◆ Task objective: Consider the listing below. Extract exactly the lines from the line containing "2026-07-16 | last" to the line containing "That must run", both included.

(Data provided begins)

PR #412, opened 2026-08-10
fix(locks): hold pip below 26.2 so the lock generator converges again

haiyuan-eng-google:
The **Hash-lock drift check** has been failing on every PR since pip 26.2 shipped. This is the input-side fix; see the caveat at the bottom — the lock files still need regenerating.

## Root cause

pip 26.2 added a required `allow_editables` keyword argument to `RequirementCommand.make_requirement_preparer()`. `pip-compile` does not pass it, so phase 2 of the convergence loop in `regen-locks.sh` — which installs the phase-1 candidate into a fresh container and re-resolves — dies with:

```
TypeError: RequirementCommand.make_requirement_preparer() missing 1
required keyword-only argument: 'allow_editables'
```

`pip` enters `pip-tools.lock` via `--allow-unsafe`, so with no upper bound every resolution pulls the newest pip and reintroduces the crash.

## Timeline

| Date | Event |
| --- | --- |
| 2026-05-31 | pip 26.1.2 — the version currently pinned in `pip-tools.lock`, works |
| 2026-07-16 | last green `producers-ci` run on `main` |
| 2026-07-18 | pip-tools 7.6.0 released |
| **2026-07-29** | **pip 26.2 released — breakage starts** |
| 2026-08-04 | pip 26.2.1 |

The last green run predates pip 26.2, which brackets the cause precisely.

## Why not just upgrade pip-tools

pip-tools' newest release, 7.6.0, predates pip 26.2 by 11 days and breaks identically. Both 7.5.3 and 7.6.0 declare only `pip>=22.2`, so package metadata offers no protection — the bound has to be stated in `pip-tools.in`.

## ⚠️ This PR is not complete on its own

The three lock files still need regenerating:

```
bash deploy/otlp_receiver/regen-locks.sh
```

That must run inside the digest-pinned base image via docker, which I could not do (no `docker` group membership on my machine). **The drift check will still fail on this PR until the regenerated locks are committed alongside this change.**

Expect the regenerated `pip-tools.lock` to keep `pip==26.1.2` and to move `pip-tools` 7.5.3 → 7.6.0, since the bound only constrains pip.

## Relationship to #411

Independent. #411 is the Zizmor hardening work and is Zizmor-green; this failure predates it and is unrelated to those changes. Raised separately so the two can be reviewed on their own merits.


caohy1988 (approved):

caohy1988:
## Fresh review of combined head `5a4c8bfedf68`

I found no new code blocker in the #411 merge commit, and all current checks are green. The PR description is now materially stale, though:

- it says the three lock files still need regeneration and the drift check will fail, but the locks are present and `Hash-lock drift check` passes;
- it calls #411 independent, but #411 was merged into this branch and closed. Its workflow hardening is not on `main` until this PR lands.

Please update the title/body to describe the actual combined scope, the 22 dependency updates produced by regeneration, the passing lock/image validation, and the incorporated Zizmor hardening. That gives reviewers an accurate diff contract instead of the earlier input-only state.

There is also a landing-order dependency with #407 because both change `.github/workflows/ci.yml`. Rebase whichever lands second and rerun CI, verifying that the final file retains the browser-smoke job, checkout v4.4.0 pin, least-privilege permissions, and `persist-credentials: false`.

(Data provided ends)

◆ Solution to this problem:
| 2026-07-16 | last green `producers-ci` run on `main` |
| 2026-07-18 | pip-tools 7.6.0 released |
| **2026-07-29** | **pip 26.2 released — breakage starts** |
| 2026-08-04 | pip 26.2.1 |

The last green run predates pip 26.2, which brackets the cause precisely.

## Why not just upgrade pip-tools

pip-tools' newest release, 7.6.0, predates pip 26.2 by 11 days and breaks identically. Both 7.5.3 and 7.6.0 declare only `pip>=22.2`, so package metadata offers no protection — the bound has to be stated in `pip-tools.in`.

## ⚠️ This PR is not complete on its own

The three lock files still need regenerating:

```
bash deploy/otlp_receiver/regen-locks.sh
```

That must run inside the digest-pinned base image via docker, which I could not do (no `docker` group membership on my machine). **The drift check will still fail on this PR until the regenerated locks are committed alongside this change.**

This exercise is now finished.